The Osmotic and Ionic Component of Salt Stress

When a plant, be it salt tolerant or sensitive, is subjected to a sudden increase in the NaCl concentration in the medium or soil, a fast and a slow reaction can be differentiated (Fig. 7.30 and 7.31). Leaves of various cereals and dicots show an instantaneous halt of expansion. Because of its rapidity and the subsequent partial recovery, this fast response must be due to changes in cell water relations. Since the same phenomena can be triggered with KCl, mannitol or polyethylene glycol instead of NaCl, this response is not salt specific.

Fig. 7.30. Effects of changes in the salinity of the soil solution on the elongation rate of a barley leaf. A sudden increase in the salt concentration triggers an almost immediate drop in the growth rate, followed by a slower phase of partial recovery

For most plants, the threshold forthat response is around 40 mM NaCl, but it may be lower for particularly salt-sensitive species. Several minutes after the initial decline in leaf growth, a partial recovery takes place and a new steady growth rate is attained after approximately 30 min. The time required for recovery depends on the concentration of the salt solution. Removal of the salt results in an equally sudden overshoot followed by a fast return to the original growth rate.
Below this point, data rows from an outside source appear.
PR #1354, opened 2024-06-12
Add SPDX header

AndyScherzinger:
While adding SPDX headers I realized the whole source had AGPL3+ license headers, hence I updated the LICENSE and package.json files to reflect that, effectively replacing the GPL3+ text with AGPL3+.

Not sure if this will be automatically reflected on https://www.npmjs.com/package/@nextcloud/dialogs

### DIFF
--- a/LICENSE
+++ b/LICENSE
@@ -1,5 +1,5 @@
-                    GNU GENERAL PUBLIC LICENSE
-                       Version 3, 29 June 2007
+                    GNU AFFERO GENERAL PUBLIC LICENSE
+                       Version 3, 19 November 2007
 
  Copyright (C) 2007 Free Software Foundation, Inc. <https://fsf.org/>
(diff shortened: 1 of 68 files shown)


LICENSE
```diff
@@ -1,23 +1,21 @@
-                    GNU GENERAL PUBLIC LICENSE
-                       Version 3, 29 June 2007
+                    GNU AFFERO GENERAL PUBLIC LICENSE
```
susnux, line 1: This needs to be fixed in the `package.json` as well then.

AndyScherzinger: Fixed via https://github.com/nextcloud-libraries/nextcloud-dialogs/pull/1354/commits/3f26d5cc7732ef0341fd871f1b935f9520791472

skjnldsv (approved):

PR #1363, opened 2024-06-21
fix: Prevent invalid range for skeleton number

susnux:
Vue can not handle `v-for="index in -1"` so ensure the number is positive.

### DIFF
--- a/lib/components/FilePicker/FileList.vue
+++ b/lib/components/FilePicker/FileList.vue
@@ -201,7 +201,7 @@ const fileContainer = ref<HTMLDivElement>()
 			}
 		}
 		// container height - 50px table header / row height of 50px
-		skeletonNumber.value = Math.floor((height - 50) / 50)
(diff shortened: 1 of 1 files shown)


lib/components/FilePicker/FileList.vue
```diff
@@ -56,7 +56,7 @@
 					<LoadingTableRow v-for="index in skeletonNumber" :key="index" :show-checkbox="multiselect" />
 				</template>
 				<template v-else>
-					<FileListRow v-for="file in sortedFiles"
+					<FileListRow v-for="file of sortedFiles"
```
ShGKme, line 59: I think, it can confuse, making a feeling it is something different

ShGKme (approved):

lib/components/FilePicker/FileList.vue
susnux: Reverted this as not really related, but I would say it is the opposite.
`for ... of ...` is the JS loop for iterators, while `for ... in ...` mostly does not do what people expect it to do

PR #1378, opened 2024-07-02
fix(FilePicker): Cleanup DAV handling and properly handle `currentFolder`

susnux:
Instead of fetching the directory in a second request we simply do it like the file app and always request the content together with its root. This also allows to remove some functions by refactoring.


susnux:
Will make Cypress on server less flaky

artonge (approved):

Issue #1387, opened 2024-07-09
Requesting file previews should be limited in concurrency


SystemKeeper:
Currently we request all previews for the files in a folder at once

https://github.com/nextcloud-libraries/nextcloud-dialogs/blob/3e49a75698d930c39beeec12f31c84a172fe40e1/lib/components/FilePicker/FilePreview.vue#L38-L47

This will be problematic for folders with a large amount of files and/or previews that are not already cached. We should therefore limited the amount of requests we do in parallel as it is done on file deletion with a `PQueue` for example:

https://github.com/nextcloud/server/blob/025a7849b487351d0240d89833b3ab825897097d/apps/files/src/actions/deleteAction.ts#L106

Alternatively the previews should only be requested if they are close to "getting into the visible view"?!

PR #1478, opened 2024-10-29
feat: Rate-limit image previews

susnux:
* Resolves https://github.com/nextcloud-libraries/nextcloud-dialogs/issues/1387

Image preloading should be rate limited, to not overload the server. Now it is set to max. 5 requests at the same time.

### DIFF
--- a/lib/utils/imagePreload.ts
+++ b/lib/utils/imagePreload.ts
@@ -1,0 +1,25 @@
+/**
+ * SPDX-FileCopyrightText: 2024 Nextcloud GmbH and Nextcloud contributors
+ * SPDX-License-Identifier: AGPL-3.0-or-later
+ */
+
+import PQueue from 'p-queue'
+
+const queue = new PQueue({ concurrency: 5 })
+
+/**
+ * Preload an image URL
+ * @param url URL of the image
+ */
+export function preloadImage(url: string): Promise<boolean> {
+	const { resolve, promise } = Promise.withResolvers<boolean>()
+	queue.add(() => {
+		const image = new Image()
+		image.onerror = () => resolve(false)
+		image.onload = () => resolve(true)
+		image.src = url
+		return promise
+	})
+
+	return promise
+}
--- a/lib/components/FilePicker/FilePreview.vue
+++ b/lib/components/FilePicker/FilePreview.vue
@@ -3,9 +3,9 @@
   - SPDX-License-Identifier: AGPL-3.0-or-later
 -->
 <template>
-	<div :style="canLoadPreview ? { backgroundImage: `url(${previewURL})`} : undefined"
+	<div :style="previewLoaded ? { backgroundImage: `url(${previewURL})`} : undefined"
 		:class="fileListIconStyles['file-picker__file-icon']">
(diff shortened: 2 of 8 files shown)


lib/utils/imagePreload.ts
```diff
@@ -0,0 +1,24 @@
...
+ * @param url URL of the image
+ */
+export function preloadImage(url: string): Promise<boolean> {
+	const { resolve, promise } = Promise.withResolvers<boolean>()
+	queue.add(() => {
+		const image = new Image()
+		image.onerror = () => resolve(false)
+		image.onload = () => resolve(true)
+		image.src = url
+	})
```
Antreesy, line 21: queued callback itself is not waiting for preview to be fetched, so they're executed all at once, killing the efforts to rate-limit them =)

Works for me with adding one more layer of Promises (compare Network waterfall in both cases):
```suggestion
	queue.add(async () => {
		const image = new Image()
		const imagePromise = new Promise<boolean>((imgResolve) => {
			image.onload = () => imgResolve(true)
			image.onerror = () => imgResolve(false)
		})
		image.src = url
		const result = await imagePromise
		resolve(result)
	})
```

Antreesy (commented):
Everything apart from rate-limiting looks and works fine 🙈

lib/utils/imagePreload.ts
Antreesy: Shall we also clear the queue on FilePicker unmount?

susnux:
```suggestion
	queue.add(() => {
		const image = new Image()
		image.onerror = () => resolve(false)
		image.onload = () => resolve(true)
		image.src = url
		return promise
	})
```

susnux:
> Everything apart from rate-limiting looks and works fine 🙈

Should be fixed, somehow forgot to return the promise

Antreesy (approved):

lib/utils/imagePreload.ts
```diff
@@ -0,0 +1,25 @@
...
+import PQueue from 'p-queue'
+
+const queue = new PQueue({ concurrency: 5 })
+
+/**
+ * Preload an image URL
+ * @param url URL of the image
+ */
+export function preloadImage(url: string): Promise<boolean> {
+	const { resolve, promise } = Promise.withResolvers<boolean>()
```
Antreesy, line 15: https://caniuse.com/?search=promise.withresolvers

Should be polyfilled for now, until it has normal support?
```js
// @ts-expect-error This does not exist outside of polyfill which this is doing
if (typeof Promise.withResolvers === 'undefined') {
    if (window)
        // @ts-expect-error This does not exist outside of polyfill which this is doing
        window.Promise.withResolvers = function () {
            let resolve, reject
            const promise = new Promise((res, rej) => {
                resolve = res
                reject = rej
            })
            return { promise, resolve, reject }
        };
}
```

susnux: > it has normal support?

It already has, supported by every browser, also supported by Node - but we need to upgrade to LTS Node version 22.

Also: We already polyfill this for Nextcloud server, so the only problem here are the tests.

PR #1545, opened 2025-01-15
fix(files): Add encrypted icon for end-to-end encrypted folder

JuliaKirschenheuter:
|  Before   | After                                                        |
|-------------|---------------------------------------------------------------|
| Screenshot from 2025-01-15 12-48-48 | Screenshot from 2025-01-15 12-44-49

### DIFF
--- a/lib/components/FilePicker/FilePreview.vue
+++ b/lib/components/FilePicker/FilePreview.vue
@@ -7,6 +7,7 @@
 		:class="fileListIconStyles['file-picker__file-icon']">
 		<template v-if="!previewLoaded">
 			<IconFile v-if="isFile" :size="20" />
+			<component :is="folderDecorationIcon" v-else-if="folderDecorationIcon"/>
 			<IconFolder v-else :size="20" />
 		</template>
 	</div>
@@ -19,6 +20,12 @@ import { usePreviewURL } from '../../composables/preview'
 
 import IconFile from 'vue-material-design-icons/File.vue'
 import IconFolder from 'vue-material-design-icons/Folder.vue'
+import LockIcon from 'vue-material-design-icons/Lock.vue'
+import TagIcon from 'vue-material-design-icons/Tag.vue'
+import LinkIcon from 'vue-material-design-icons/Link.vue'
+import AccountPlusIcon from 'vue-material-design-icons/AccountPlus.vue'
+import NetworkIcon from 'vue-material-design-icons/Network.vue'
+import AccountGroupIcon from 'vue-material-design-icons/AccountGroup.vue'
 
 // CSS modules
 import fileListIconStylesModule from './FileListIcon.module.scss'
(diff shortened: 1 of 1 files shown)


lib/components/FilePicker/FilePreview.vue
```diff
@@ -37,6 +39,14 @@ const {
 } = usePreviewURL(toRef(props, 'node'), computed(() => ({ cropPreview: props.cropImagePreviews })))
 
 const isFile = computed(() => props.node.type === FileType.File)
+const folderDecorationIcon = computed(() => {
+	if (props.node.type !== FileType.Folder) {
+		return null
+	}
+	if (props.node.attributes?.['is-encrypted'] === 1) {
+		return KeyIcon
+	}
```
juliusknorr, line 48: Maybe worth to also implement the others for gorupfolders/external storages right away as well like in the files app? https://github.com/nextcloud/server/blob/7c59119c03c491f3534021b7011adfebf6e27b19/apps/files/src/components/FileEntry/FileEntryPreview.vue#L188-L227

lib/components/FilePicker/FilePreview.vue
```diff
@@ -7,6 +7,7 @@
 		:class="fileListIconStyles['file-picker__file-icon']">
 		<template v-if="!previewLoaded">
 			<IconFile v-if="isFile" :size="20" />
+			<component :is="folderDecorationIcon" v-else-if="folderDecorationIcon"/>
```
juliusknorr, line 10: In files we have a folder icon with the decorative as an overlay, but I can see how this does not work well here UI wise with the lines being to small. 

@susnux @marcoambrosini Any further input here or would you be fine with the plain icon?

susnux: I would use the plain icon for now and later we should move to same size on file picker and file list. But this can wait IMHO, so stick with @JuliaKirschenheuter version :)

lib/components/FilePicker/FilePreview.vue
susnux: Agree.

lib/components/FilePicker/FilePreview.vue
```diff
@@ -19,6 +20,7 @@ import { usePreviewURL } from '../../composables/preview'
 
 import IconFile from 'vue-material-design-icons/File.vue'
 import IconFolder from 'vue-material-design-icons/Folder.vue'
+import KeyIcon from 'vue-material-design-icons/Key.vue'
```
susnux, line 23: Not sure dont we use the lock icon instead on files?

lib/components/FilePicker/FilePreview.vue
JuliaKirschenheuter: Done besides CollectivesIcon as is not available

susnux (approved):

lib/components/FilePicker/FilePreview.vue
AndyScherzinger: Yes, we use the lock icon

AndyScherzinger (approved):

juliusknorr (approved):

skjnldsv:
@JuliaKirschenheuter adding stuff is considered a feature.
Please make sure to use `feat` next time :)

PR #1606, opened 2025-02-28
chore: simplify vitest config and fix some build issues

susnux:
Fixed issues:
- When building with `dev` we were not enabling vue-devtools. This is fixed by setting `NODE_ENV=development`.
- The tsconfig rootdir was not aligned with the `includes` section. All included files need to be within the root dir. So we now have one config for production code and one for setup and tests.
- The config option "rollup types" will create independent type, this causes the filepicker module to be incompatible with the index module we exported. Fixed by not rolling up types (note: roll up types only works when there is only a single entry point)

### DIFF
--- a/.env.development
+++ b/.env.development
@@ -1,0 +1,1 @@
+NODE_ENV=development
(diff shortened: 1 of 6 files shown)


.env.development
ShGKme, line 1: I was sure there is a way to set NODE_ENV in Vite via arg... But probably it was only available in Webpack.

Not a fun of having `.env.development` file just to enable devtools in dev, but it looks like it is the best cross-platform solution if we want to build on Windows as well.

ShGKme (approved):

PR #1609, opened 2025-02-28
chore: update workflows

susnux:
Should fix most of the security issues: https://github.com/nextcloud-libraries/nextcloud-dialogs/security


szaimen (approved):
🐘

PR #885, opened 2024-01-09
Write flat index last key setting

kungasc:
This new `WriteLastFlatIndexKey` setting is needed for comparison of Precharge logic: B-tree index doesn't have the last key, so it can't be used when we precharge some range [k1, k2] where k1 > the last key


snaury:
For the record: btree precharge may use rightmost slice's right boundary as the last key.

Fig. 7.31. Short- and long-term responses of plants to salinity stress. The solid green line indicates the reaction of a plant to the two components of salt stress: an increase in osmolarity and toxicity of NaCl. The broken green line represents the reaction of a plant adapted to better tolerate osmotic stress, while the dashed red line indicates the reaction of a plant with higher tolerance of the ionic toxicity

Under long-term salinity stress, inhibition of shoot growth encompasses reduced leaf expansion, delayed formation of new leaves and delayed or even suspended bud break, resulting in fewer branches or lateral shoots. Contrary to the expectation, root growth in saline media is less affected than shoot growth. This might be due to the fact that a reduction in shoot growth also reduces the water consumption by the plant and mitigates the transpiration-induced increase in salinity in the rooted soil volume.

The Ionic Component of Salt Stress. Homeostatic ion concentrations in the cytosol of a non-stressed cell of a glycophyte—that is, a plant without adaptation to saline habitats—are 100-200 mM K⁺, 1-10 mM Na⁺ and Cl^-, and 0.1-0.2 mM Ca²⁺. These concentrations are maintained in the plant cell mainly through ion transport energised by H⁺-ATPases and H⁺- pyrophosphatases in the plasma membrane and the tonoplast, respectively. In addition, channels and pumps are involved. The combined activities result in a membrane potential of around -150 mV at the plasma membrane and a tonoplast potential between +20 and +50 mV (the cytosolic side is always more negative). These membrane potentials are associated with differences in pH between the cytosol (pH 7.5) on the one hand and the apoplast and the vacuole on the other, whose pH values are around 2 units more acidic (Fig. 7.32).

Fig. 7.32. Establishment of cellular homeostasis during salt stress acclimation, showing intracellular ion distribution, membrane potentials and pH values. Ions and osmolytes compartmentalised in the cytosol and vacuole, transport proteins involved in Na⁺ and Cl^- homeostasis, and water channels are indicated. ATP- or pyrophosphate-driven pumps are indicated in green (note that for lack of space the products of ATP- or PPi-hydrolysis are not shown); channels gated by the membrane potential are indicated in red while proteins mediating secondary active transport are shown in purple

High salinity subjects this homeostasis to considerable strain (Fig. 7.31). In the majority of plant species grown under salinity, Na⁺ reaches a toxic concentration before Cl^- does, and so plant chloride relations have attracted much less attention than the plant’s response to sodium (Munns and Tester 2008). Chloride is an essential micronutrient (e.g. for photosynthesis), acts as counter anion to stabilise membrane potentials and is involved in turgor and pH regulation. In the presence of high external salt concentrations, large intracellular Na⁺ pools build up, partly at the expense of the K⁺ pools. More than 50 enzymes are controlled or activated by K⁺, and Na⁺ cannot substitute for K⁺ in this role.

High concentrations of Na⁺ or high Na⁺ to K⁺ ratios therefore disturb or even disrupt various enzymatic processes. Photosynthesis and respiration are among the processes that are most sensitive to salt stress. Protein synthesis requires high concentrations of K⁺—for example, for the binding of transfer RNA (tRNA) to the ribosomes—and is thus also highly affected by high intracellular Na⁺. Finally, ion imbalances (e.g. in photosynthesis and respiration) and water shortage result in oxidative stress which, in combination with the aforementioned impairments, can easily result in cell and organ death.